Stored items
PR #4817, opened 2017-10-15
Fix an infinite loop when attempting to read from a directory

philr:
When attempting to open a directory with `File.open` and then read from it, JRuby 9.1.13.0 (on platforms other than Windows) will enter an infinite loop and hang:

```ruby
> Timeout::timeout(10) { File.open('.') {|f| f.read } }
Timeout::Error: execution expired
        from org/jruby/RubyIO.java:3009:in `read'
        from org/jruby/RubyIO.java:2987:in `read'
        from (irb):1:in `block in evaluate'
        from org/jruby/RubyIO.java:1156:in `open'
        from (irb):1:in `block in evaluate'
        from org/jruby/ext/timeout/Timeout.java:117:in `timeout'
        from (irb):1:in `<eval>'
```

When attempting to do the same with MRI (tested with versions 1.9.3 through to 2.4.2) an `Errno::EISDIR` exception is raised:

## Your task
Could you output each line above exactly as it was given?

## Task answer
PR #4817, opened 2017-10-15
Fix an infinite loop when attempting to read from a directory

philr:
When attempting to open a directory with `File.open` and then read from it, JRuby 9.1.13.0 (on platforms other than Windows) will enter an infinite loop and hang:

```ruby
> Timeout::timeout(10) { File.open('.') {|f| f.read } }
Timeout::Error: execution expired
        from org/jruby/RubyIO.java:3009:in `read'
        from org/jruby/RubyIO.java:2987:in `read'
        from (irb):1:in `block in evaluate'
        from org/jruby/RubyIO.java:1156:in `open'
        from (irb):1:in `block in evaluate'
        from org/jruby/ext/timeout/Timeout.java:117:in `timeout'
        from (irb):1:in `<eval>'
```

When attempting to do the same with MRI (tested with versions 1.9.3 through to 2.4.2) an `Errno::EISDIR` exception is raised:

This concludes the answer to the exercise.